News media and public shared reality. Fake news, incomplete news, alternative facts, strategic inference, kompromat, agnotology, facebooking to a molecular level. Basic media literacy and whether it helps. As seen in elections, and provocateur twitter bots.
…newspapers such as the Scarfolk Mail realised that they no longer needed to provide actual content: Readers only saw what they wanted to see and comprehended what they wanted to comprehend.

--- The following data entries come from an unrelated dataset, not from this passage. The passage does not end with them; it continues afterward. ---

PR #123, opened 2015-03-12
Create fallback wrappers for backwards compatibility

andizer:

PR #540, opened 2019-09-20
Deprecation of the wrappers

andizer:
## Summary

*  N/A - Cleanup of the wrappers

* I decided to deprecate wrappers because they are introduced (#123) back in 2015 for backwards compatibility reasons. We should call the `Yoast_Form` directly instead of fallbacks for methods that are deprecated since WPSEO 2.0 which also are removed in 2018 (https://github.com/Yoast/wordpress-seo/pull/8874). 

## Test instructions

* Make sure the News SEO page still works by editing fields and verifying values are still saved.

Fixes #


igorschoester:
CR & Acceptance ✅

“Data journalism” has interesting tools. But do people care about data? Are facts persuasive? As Gilad Lotan anecdotally illustrates, merely selecting facts can get you your own little reality, without even bothering to lie. As Gwern on points out in Littlewood’s Law of Media, the anecdotes we can produce grow increasingly… odd.
[This] illustrates a version of Littlewood’s Law of Miracles: in a world with ~8 billion people, one which is increasingly networked and mobile and wealthy at that, a one-in-billion event will happen 8 times a month.
Human extremes are not only weirder than we suppose, they are weirder than we can suppose.
But let’s, for a moment, assume that people actually have intent to come to a shared understanding of the facts reality, writ large and systemic. Do they even have the skills? I don’t know, but it is hard to work out when you are being fed bullshit and we don’t do well at teaching that. There are courses on identifying the lazier type of bullshit
Will all the billions of humans on earth take such a course? Would they deploy the skills they learned thereby even if they did?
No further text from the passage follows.